Mullin felt as though he walked on thin places. When he walked across the room he had the curious feeling that the rug was unsupported, that it would sag under his weight and drop him into darkness. He seemed to feel a trembling under his feet. Everything around him had an odd fragility. The
world did not seem to have the substance or purpose he remembered. It had been this way since he had escaped. He found himself touching things to test their hardness and reality. He felt at all times as if, directly behind him, there might come without warning a hideous, ear-cracking scream, a great yowl that would collapse everything around him, the way he had heard that a violin can shatter a wine glass.
This unexpected aspect of the world he had regained was something he tried hard to conceal. It made him unsure of himself and his own reactions. In concealment he moved slowly and his face showed nothing. The people around him shared the insubstantiality of material things. The Ace, Ronnie and the woman—they seemed for a little time out of each hour to be clever character actors, laughing mutely at him as they planned to trap him. He moved slowly on a stage. The world fell away off to one side of him, always out of sight. But there was no audience out there. There was blackness. The stage he moved on was garish. All colors were too vivid. And fragile—with nothing behind the walls until stage hands placed other rooms there. And the stage trembled constantly.

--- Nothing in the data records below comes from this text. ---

PR #70, opened 2024-01-02
un-123 move universal process to separate module

zorjak:
- extract universal contract processor from worker
- extract  the discoverer to a separate package
- extract  the validator to a separate pacakge


internal/platform/state/sync/ownership/sync.go
```diff
@@ -25,48 +27,52 @@ func NewService(tx storage.Tx) *service {
...
-func (s *service) SetCurrentOwnershipBlock(number uint64) error {
-	return s.tx.Set([]byte(currentBlock), []byte(strconv.FormatUint(number, 10)))
+	var block model.Block
+
+	decoder := gob.NewDecoder(bytes.NewBuffer(value))
+	if err := decoder.Decode(&block); err != nil {
+		return defaultBlock, err
+	}
+	return block, nil
 }
```
luispdm: The content of these two functions is identical to the ones in `sync/evolution`. I suggest moving them to `sync/sync.go`, whether as package functions or struct methods

internal/core/processor/universal/discoverer/discoverer.go
```diff
@@ -0,0 +1,150 @@
...
+}
+
+type discoverer struct {
+	client    scan.EthClient
+	contracts []string
+	scanner   scan.Scanner
+	validator uValidator.Validator
+}
+
+func NewDiscoverer(
```
luispdm: I suggest renaming this "New", to avoid package name repetition when calling the method externally

internal/core/processor/universal/discoverer/validator/validator.go
```diff
@@ -0,0 +1,58 @@
...
+type Validator interface {
+	Validate(event scan.EventNewERC721Universal) (model.ERC721UniversalContract, error)
+}
+
+type validator struct {
+	globalConsensus string
+	parachain       uint64
+}
+
+func NewValidator(globalConsensus string, parachain uint64) Validator {
```
luispdm: I suggest renaming this "New", to avoid package name repetition when calling the method externally

internal/core/processor/universal/updater/updater.go
```diff
@@ -0,0 +1,248 @@
...
+		lastBlockData model.Block,
+	) error
+}
+
+type updater struct {
+	client  scan.EthClient
+	scanner scan.Scanner
+}
+
+func NewUpdater(client scan.EthClient, scanner scan.Scanner) Updater {
```
luispdm: I suggest renaming this "New", to avoid package name repetition when calling the method externally

internal/core/worker/evolution/worker.go
```diff
@@ -48,6 +48,7 @@ func (w *worker) Run(ctx context.Context) error {
 		default:
 			lastBlock, err := executeEvoBlockRange(ctx, w, startingBlock)
 			if err != nil {
+				slog.Error(err.Error())
```
luispdm: As we commented on your previous PR, let's remove this instruction as well as the one at line 71, as almost all the errors are logged in the called functions already.

The only error that needs logging is the final instruction of `updateLastBlockData`, at `internal/core/processor/evolution/processor.go`. I suggest replacing that instruction for the following:
```go
if err = tx.SetLastEvoBlock(block); err != nil {
	slog.Error("error occurred while setting LaosEvolution end range block",
		"lastBlock", lastBlock, "err", err.Error())
	return err
}
return nil
```

internal/core/worker/evolution/worker_wb_test.go
```diff
@@ -117,6 +116,7 @@ func TestExecuteBlockRange(t *testing.T) {
 		startingBlock := uint64(100)
 
 		ctx := context.TODO()
+		t.Helper()
```
luispdm: This is a test, not a helper function, remove this line, please

internal/core/worker/evolution/worker_wb_test.go
```diff
@@ -47,7 +47,7 @@ func TestExecuteBlockRange(t *testing.T) {
 		lastBlock, err := executeEvoBlockRange(ctx, worker, startingBlock)
 		assertError(t, nil, err)
 		if lastBlock != 99 {
-			t.Fatalf(`got last block %d, expected 99`, lastBlock)
+			t.Fatalf(`got last block %d, expected 90`, lastBlock)
```
luispdm: I remember commenting this while reviewing 125: the message should print `expected 99`. Is it me not understanding the test or did you have issues while rebasing?

internal/core/processor/universal/discoverer/validator/validator.go
```diff
@@ -0,0 +1,58 @@
...
+	return &validator{
+		globalConsensus: globalConsensus,
+		parachain:       parachain,
+	}
+}
+
+func (v *validator) Validate(event scan.EventNewERC721Universal) (model.ERC721UniversalContract, error) {
+	contractGlobalConsensus, err := event.GlobalConsensus()
+	if err != nil {
+		slog.Warn("error parsing collection address for contract", "contract", event.NewContractAddress,
```
luispdm: "global consensus" instead of "collection address"

internal/core/processor/universal/discoverer/validator/validator.go
```diff
@@ -0,0 +1,58 @@
...
+			"base_uri", event.BaseURI)
+		return model.ERC721UniversalContract{}, err
+	}
+	contractParachain, err := event.Parachain()
+	if err != nil {
+		slog.Warn("error parsing collection address for contract", "contract", event.NewContractAddress,
```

He felt an unreality in himself. As though he had ceased to be Harry Mullin, had become a creature quite different. For a time he had been able to return to his own skin when he made love to the woman, becoming complete for a little while, finding substance and reality in a known act performed upon gasping acquiescence. But of late this too had become unreal to him, her buttery flesh an illusion, his own avidity a careless imitation.
And always, directly behind him, was the threat of the scream.
There was one way he could escape from this world that had become alarming. That was the reality of the money. He knew that when he had the money, when he could hold it, count it, plan how to spend it, he would once again be Harry Mullin, a man who could laugh, a man who was confident, a man who knew his place. Until then he was unfocused, a double image upon his own retina. It could not go wrong. It could not be permitted to go wrong.
At the evening meal he knew that the hours would be interminable until they would be able to leave the next afternoon. After the woman had cleaned up, she sat in the kitchen and listened to a small plastic radio, snapping her fingers softly when the music had a pronounced beat. The Ace and Ronnie played gin rummy morosely. Mullin paced the house. He went in the bedroom to get a fresh package of cigarettes. As he turned to leave he saw a whisper of motion at the dark screened window. He did not turn back. He walked casually out of the room. He hurried to the living room and said, “Somebody looking in my bedroom window. Go out the front and around, Ace. I’ll take the back.”